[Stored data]
==*==

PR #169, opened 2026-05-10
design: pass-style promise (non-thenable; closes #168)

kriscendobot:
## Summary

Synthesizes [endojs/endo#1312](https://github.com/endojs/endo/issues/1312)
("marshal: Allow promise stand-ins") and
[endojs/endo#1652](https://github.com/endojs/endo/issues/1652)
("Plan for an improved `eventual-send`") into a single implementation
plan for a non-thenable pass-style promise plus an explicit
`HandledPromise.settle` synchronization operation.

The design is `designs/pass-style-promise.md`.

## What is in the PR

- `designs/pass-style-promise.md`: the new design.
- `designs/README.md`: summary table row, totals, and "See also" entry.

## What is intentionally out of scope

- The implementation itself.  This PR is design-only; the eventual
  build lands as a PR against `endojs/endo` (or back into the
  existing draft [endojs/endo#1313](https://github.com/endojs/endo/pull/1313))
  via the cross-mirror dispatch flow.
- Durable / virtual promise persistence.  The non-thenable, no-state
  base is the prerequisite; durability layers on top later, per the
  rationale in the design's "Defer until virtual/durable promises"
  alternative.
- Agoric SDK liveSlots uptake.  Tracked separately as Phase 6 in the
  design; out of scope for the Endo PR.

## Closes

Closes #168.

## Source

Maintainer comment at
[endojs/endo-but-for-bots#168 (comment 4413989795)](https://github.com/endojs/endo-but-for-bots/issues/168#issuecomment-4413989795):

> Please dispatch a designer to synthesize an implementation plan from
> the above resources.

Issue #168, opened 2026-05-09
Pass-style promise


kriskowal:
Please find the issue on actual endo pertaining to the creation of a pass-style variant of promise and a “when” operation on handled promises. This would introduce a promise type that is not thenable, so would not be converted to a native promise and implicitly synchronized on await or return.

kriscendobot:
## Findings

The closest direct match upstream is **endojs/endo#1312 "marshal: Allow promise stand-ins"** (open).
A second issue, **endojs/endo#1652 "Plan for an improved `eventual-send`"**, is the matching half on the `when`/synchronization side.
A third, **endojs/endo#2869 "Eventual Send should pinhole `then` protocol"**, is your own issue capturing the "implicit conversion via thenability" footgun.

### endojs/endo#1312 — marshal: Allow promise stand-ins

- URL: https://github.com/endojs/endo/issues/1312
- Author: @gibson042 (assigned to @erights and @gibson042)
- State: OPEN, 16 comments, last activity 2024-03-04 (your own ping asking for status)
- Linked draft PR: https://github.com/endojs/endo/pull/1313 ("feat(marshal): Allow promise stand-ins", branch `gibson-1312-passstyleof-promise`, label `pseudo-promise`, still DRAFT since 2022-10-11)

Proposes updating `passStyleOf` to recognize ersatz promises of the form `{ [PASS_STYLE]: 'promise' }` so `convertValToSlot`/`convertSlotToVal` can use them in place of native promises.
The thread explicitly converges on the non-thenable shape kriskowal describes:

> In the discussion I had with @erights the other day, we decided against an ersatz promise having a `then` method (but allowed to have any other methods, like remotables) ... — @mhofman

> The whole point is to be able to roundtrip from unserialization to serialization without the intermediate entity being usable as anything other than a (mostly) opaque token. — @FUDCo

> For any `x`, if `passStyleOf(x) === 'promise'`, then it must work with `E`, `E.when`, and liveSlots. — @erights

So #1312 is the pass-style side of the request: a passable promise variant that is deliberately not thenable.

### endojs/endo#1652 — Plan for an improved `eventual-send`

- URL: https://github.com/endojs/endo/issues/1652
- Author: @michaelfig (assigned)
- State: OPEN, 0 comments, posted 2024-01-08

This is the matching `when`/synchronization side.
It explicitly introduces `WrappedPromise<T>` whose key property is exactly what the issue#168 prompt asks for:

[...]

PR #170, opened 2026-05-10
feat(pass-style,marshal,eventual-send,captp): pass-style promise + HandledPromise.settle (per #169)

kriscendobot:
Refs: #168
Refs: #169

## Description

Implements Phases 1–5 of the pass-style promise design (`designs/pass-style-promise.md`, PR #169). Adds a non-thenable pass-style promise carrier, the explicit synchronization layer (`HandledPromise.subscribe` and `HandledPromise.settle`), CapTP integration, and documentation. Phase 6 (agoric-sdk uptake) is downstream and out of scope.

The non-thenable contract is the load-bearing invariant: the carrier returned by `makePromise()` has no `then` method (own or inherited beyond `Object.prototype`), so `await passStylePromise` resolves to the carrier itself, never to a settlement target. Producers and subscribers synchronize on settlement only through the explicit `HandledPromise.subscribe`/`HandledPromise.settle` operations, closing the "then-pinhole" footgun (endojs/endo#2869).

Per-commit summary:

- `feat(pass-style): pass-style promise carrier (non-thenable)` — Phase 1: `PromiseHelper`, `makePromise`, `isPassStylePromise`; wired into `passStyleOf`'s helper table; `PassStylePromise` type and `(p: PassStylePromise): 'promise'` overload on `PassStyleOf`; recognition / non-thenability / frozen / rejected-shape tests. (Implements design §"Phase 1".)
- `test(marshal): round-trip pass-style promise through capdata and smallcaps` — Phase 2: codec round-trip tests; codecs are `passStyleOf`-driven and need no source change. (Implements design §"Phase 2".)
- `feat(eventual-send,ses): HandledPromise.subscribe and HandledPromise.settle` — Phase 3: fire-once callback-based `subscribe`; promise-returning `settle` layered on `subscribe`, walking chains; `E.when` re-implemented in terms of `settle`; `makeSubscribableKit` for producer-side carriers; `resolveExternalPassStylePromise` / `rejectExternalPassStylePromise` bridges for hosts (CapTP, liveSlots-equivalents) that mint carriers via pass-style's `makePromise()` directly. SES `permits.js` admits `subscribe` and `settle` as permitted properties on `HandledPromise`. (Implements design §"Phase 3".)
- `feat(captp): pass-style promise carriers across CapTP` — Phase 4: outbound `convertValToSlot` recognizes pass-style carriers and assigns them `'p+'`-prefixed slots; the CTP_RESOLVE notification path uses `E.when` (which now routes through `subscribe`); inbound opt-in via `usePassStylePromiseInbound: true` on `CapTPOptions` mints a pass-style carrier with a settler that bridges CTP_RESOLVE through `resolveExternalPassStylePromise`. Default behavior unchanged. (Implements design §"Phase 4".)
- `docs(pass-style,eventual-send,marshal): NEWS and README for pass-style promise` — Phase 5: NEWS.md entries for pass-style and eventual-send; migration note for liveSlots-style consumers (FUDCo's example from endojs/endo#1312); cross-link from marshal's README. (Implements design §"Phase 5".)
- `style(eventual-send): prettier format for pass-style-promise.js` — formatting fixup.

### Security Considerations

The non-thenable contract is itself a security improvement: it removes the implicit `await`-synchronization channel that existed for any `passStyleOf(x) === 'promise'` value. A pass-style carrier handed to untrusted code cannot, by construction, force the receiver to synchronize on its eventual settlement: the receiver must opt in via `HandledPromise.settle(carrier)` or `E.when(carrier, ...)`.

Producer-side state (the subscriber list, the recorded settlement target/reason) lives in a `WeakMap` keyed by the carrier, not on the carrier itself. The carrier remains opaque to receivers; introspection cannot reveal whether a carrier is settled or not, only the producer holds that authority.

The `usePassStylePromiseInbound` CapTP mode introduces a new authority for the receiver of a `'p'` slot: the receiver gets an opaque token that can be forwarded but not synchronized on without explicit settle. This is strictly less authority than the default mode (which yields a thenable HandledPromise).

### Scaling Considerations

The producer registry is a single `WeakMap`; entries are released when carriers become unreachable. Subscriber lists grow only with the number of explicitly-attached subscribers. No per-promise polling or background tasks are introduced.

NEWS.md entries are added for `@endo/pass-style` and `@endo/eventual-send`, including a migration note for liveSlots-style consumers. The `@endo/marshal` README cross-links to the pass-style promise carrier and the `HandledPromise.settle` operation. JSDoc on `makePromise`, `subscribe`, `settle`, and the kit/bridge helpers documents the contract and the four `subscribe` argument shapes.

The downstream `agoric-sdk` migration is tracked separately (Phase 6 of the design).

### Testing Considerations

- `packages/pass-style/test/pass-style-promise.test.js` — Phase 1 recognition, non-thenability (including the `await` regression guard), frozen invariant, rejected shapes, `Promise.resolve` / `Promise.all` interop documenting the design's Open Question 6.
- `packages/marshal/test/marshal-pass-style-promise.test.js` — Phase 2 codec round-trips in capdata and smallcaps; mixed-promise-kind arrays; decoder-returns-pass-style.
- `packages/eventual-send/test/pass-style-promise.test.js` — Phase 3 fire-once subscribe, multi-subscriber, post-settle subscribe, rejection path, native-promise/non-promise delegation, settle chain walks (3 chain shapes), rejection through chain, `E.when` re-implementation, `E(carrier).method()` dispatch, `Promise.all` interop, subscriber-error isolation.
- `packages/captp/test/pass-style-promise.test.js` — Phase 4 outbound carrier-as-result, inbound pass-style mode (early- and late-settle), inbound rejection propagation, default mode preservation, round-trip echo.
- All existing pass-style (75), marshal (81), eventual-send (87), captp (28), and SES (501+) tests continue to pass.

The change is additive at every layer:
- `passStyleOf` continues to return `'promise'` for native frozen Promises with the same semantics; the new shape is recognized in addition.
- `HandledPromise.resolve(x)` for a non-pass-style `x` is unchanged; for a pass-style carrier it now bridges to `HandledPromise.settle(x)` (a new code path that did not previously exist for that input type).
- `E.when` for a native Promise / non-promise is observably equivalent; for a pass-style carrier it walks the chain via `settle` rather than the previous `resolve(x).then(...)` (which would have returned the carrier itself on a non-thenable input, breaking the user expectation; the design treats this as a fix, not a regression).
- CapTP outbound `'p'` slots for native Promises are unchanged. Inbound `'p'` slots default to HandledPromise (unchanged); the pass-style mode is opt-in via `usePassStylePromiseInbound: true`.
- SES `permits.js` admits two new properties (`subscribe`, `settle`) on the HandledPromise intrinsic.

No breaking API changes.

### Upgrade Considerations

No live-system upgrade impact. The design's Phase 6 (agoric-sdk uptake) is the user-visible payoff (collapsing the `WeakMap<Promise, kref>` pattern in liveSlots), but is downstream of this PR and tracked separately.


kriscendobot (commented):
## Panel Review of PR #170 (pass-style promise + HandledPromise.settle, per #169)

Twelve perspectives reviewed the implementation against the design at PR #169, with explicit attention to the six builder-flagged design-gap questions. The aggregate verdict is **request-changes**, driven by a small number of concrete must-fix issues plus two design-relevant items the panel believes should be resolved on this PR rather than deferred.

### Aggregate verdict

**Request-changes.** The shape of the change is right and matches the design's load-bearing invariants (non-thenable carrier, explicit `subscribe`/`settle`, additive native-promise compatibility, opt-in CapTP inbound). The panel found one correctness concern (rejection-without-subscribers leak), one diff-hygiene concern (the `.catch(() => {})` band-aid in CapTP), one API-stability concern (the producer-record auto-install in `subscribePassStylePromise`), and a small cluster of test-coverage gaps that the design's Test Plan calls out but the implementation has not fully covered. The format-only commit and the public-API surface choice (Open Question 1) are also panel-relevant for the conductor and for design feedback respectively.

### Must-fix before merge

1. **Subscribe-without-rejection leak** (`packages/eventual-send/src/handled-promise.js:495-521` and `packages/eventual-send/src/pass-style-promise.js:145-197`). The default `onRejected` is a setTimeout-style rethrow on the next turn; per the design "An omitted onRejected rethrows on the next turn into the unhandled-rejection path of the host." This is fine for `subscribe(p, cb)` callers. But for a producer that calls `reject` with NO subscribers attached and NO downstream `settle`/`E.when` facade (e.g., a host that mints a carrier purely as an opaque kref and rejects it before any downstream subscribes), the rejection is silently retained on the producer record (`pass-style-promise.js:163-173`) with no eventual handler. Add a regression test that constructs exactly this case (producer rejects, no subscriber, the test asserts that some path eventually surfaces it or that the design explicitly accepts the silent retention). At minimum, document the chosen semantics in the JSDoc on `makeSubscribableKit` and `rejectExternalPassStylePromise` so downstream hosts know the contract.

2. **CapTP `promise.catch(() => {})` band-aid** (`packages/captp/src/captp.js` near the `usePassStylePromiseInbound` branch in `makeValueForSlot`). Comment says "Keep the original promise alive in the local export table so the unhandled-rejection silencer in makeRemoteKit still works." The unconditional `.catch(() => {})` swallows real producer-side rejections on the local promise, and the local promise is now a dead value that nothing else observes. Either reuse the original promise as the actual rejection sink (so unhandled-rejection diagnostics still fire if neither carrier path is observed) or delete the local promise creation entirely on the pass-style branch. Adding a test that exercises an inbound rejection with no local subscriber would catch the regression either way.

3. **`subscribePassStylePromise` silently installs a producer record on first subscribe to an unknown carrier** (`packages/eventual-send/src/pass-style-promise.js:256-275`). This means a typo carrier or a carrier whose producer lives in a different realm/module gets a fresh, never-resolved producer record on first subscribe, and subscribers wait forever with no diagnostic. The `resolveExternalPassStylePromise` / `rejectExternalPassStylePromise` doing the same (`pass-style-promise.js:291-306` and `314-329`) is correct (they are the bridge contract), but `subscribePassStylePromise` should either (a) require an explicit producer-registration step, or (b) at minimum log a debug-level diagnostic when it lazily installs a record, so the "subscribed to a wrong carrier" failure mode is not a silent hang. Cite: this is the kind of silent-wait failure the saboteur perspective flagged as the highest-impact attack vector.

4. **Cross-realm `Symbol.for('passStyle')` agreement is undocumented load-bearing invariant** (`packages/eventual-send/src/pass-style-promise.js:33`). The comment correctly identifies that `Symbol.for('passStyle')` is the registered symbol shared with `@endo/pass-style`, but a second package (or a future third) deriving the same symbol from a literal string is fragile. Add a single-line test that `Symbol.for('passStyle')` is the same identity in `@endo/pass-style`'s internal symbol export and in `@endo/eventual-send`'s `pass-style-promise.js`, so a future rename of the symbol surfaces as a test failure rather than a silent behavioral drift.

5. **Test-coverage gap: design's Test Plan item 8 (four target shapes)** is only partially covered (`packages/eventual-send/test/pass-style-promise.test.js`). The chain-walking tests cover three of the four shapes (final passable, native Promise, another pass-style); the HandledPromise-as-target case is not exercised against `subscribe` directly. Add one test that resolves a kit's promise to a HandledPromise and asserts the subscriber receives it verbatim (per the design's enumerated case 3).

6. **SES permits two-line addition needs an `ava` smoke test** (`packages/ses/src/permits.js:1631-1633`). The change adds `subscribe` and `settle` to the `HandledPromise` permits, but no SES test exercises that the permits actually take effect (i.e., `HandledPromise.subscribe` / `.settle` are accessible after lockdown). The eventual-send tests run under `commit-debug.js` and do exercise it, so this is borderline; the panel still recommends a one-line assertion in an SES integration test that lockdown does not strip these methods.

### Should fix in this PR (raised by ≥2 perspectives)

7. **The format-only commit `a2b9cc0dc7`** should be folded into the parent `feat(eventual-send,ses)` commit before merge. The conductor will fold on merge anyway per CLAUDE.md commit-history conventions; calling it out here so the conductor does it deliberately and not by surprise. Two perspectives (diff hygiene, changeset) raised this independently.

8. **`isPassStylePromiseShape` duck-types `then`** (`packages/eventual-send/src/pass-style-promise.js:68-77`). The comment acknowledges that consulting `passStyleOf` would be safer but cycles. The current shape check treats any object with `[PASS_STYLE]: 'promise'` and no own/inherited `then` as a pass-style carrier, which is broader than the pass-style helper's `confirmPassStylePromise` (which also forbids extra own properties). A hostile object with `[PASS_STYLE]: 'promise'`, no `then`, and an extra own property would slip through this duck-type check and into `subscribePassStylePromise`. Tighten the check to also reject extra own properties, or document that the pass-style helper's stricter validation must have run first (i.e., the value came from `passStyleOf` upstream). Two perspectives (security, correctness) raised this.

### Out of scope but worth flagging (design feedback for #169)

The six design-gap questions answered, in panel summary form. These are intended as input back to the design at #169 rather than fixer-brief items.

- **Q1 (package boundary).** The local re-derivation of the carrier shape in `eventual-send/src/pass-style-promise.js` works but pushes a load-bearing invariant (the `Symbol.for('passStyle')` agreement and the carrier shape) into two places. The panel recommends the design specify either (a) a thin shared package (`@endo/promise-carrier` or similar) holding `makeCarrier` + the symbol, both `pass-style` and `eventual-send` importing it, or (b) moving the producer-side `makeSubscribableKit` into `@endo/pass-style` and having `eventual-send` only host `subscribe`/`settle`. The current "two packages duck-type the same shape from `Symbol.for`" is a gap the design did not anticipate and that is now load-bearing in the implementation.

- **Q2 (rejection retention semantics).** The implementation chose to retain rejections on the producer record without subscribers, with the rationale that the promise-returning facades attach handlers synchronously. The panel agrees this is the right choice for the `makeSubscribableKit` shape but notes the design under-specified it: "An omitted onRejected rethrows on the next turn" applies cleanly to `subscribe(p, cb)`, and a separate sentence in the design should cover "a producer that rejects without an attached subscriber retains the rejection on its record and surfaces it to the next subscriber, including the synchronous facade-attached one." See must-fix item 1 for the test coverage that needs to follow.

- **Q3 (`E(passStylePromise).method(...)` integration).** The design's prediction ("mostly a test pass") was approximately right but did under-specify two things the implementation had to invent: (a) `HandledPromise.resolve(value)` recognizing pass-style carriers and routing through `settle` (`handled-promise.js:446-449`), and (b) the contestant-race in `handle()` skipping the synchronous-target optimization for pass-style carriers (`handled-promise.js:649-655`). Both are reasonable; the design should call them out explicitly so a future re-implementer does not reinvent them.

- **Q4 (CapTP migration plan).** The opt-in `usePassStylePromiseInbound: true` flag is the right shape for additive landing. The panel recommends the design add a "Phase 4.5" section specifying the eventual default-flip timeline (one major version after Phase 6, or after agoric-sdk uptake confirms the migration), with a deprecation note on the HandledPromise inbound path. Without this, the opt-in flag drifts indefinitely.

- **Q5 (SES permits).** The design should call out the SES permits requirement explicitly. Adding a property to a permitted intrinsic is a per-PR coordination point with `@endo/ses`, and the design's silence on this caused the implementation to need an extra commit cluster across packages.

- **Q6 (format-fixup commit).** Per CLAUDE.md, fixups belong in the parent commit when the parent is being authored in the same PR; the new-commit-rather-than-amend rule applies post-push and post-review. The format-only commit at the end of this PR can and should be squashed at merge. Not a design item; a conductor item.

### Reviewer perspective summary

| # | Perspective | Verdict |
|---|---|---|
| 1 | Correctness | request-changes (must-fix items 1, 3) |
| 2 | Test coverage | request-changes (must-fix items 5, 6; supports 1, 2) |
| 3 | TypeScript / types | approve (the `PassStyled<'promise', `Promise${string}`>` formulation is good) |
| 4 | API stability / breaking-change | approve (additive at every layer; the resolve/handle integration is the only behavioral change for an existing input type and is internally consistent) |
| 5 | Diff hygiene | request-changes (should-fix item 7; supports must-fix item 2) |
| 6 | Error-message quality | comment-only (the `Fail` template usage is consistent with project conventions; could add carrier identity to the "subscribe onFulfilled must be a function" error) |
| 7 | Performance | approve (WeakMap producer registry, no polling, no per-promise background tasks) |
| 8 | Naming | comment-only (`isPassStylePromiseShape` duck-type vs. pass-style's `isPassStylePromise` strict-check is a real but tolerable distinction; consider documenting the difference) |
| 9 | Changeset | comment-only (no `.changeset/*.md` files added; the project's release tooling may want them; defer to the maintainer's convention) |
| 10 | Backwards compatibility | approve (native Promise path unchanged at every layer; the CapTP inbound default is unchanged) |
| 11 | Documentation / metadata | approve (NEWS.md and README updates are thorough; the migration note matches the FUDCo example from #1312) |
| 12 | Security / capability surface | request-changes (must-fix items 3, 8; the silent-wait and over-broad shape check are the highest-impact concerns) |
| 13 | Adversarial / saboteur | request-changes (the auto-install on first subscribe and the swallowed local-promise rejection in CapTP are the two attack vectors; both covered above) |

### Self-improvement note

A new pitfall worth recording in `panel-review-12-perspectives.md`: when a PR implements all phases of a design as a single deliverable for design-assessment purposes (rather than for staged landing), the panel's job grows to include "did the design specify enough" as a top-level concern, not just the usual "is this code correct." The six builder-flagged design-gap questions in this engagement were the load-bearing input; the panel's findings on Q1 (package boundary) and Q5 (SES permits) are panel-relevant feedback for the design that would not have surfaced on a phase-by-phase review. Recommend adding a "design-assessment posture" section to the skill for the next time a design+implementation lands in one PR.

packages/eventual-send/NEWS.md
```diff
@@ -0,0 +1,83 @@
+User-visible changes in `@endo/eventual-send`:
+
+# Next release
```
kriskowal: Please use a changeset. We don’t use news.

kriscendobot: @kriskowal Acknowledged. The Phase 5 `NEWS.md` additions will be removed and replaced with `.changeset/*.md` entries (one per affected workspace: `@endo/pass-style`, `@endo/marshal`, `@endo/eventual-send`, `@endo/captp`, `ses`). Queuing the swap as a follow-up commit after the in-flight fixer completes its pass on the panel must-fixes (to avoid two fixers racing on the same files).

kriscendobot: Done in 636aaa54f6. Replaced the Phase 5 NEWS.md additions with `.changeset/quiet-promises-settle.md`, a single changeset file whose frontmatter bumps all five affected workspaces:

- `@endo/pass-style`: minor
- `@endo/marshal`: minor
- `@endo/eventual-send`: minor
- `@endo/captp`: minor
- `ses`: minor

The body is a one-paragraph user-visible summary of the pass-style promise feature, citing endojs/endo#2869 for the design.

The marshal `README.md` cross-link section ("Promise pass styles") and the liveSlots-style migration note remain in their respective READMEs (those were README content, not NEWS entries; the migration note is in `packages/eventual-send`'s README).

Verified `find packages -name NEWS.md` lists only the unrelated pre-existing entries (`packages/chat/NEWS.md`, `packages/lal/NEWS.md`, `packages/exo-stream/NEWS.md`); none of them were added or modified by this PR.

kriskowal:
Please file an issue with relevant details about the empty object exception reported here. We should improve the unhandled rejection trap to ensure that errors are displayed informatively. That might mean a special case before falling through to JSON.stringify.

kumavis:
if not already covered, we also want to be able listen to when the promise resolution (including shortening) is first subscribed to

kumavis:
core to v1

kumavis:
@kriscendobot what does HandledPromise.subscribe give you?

==*==

WORK INSTRUCTIONS:
Please, from the entries above, set down exactly the lines from the one containing "Issue #168, opened 2026-05-09" through the one containing "The closest direct", and only those.

RESULT:
Issue #168, opened 2026-05-09
Pass-style promise


kriskowal:
Please find the issue on actual endo pertaining to the creation of a pass-style variant of promise and a “when” operation on handled promises. This would introduce a promise type that is not thenable, so would not be converted to a native promise and implicitly synchronized on await or return.

kriscendobot:
## Findings

The closest direct match upstream is **endojs/endo#1312 "marshal: Allow promise stand-ins"** (open).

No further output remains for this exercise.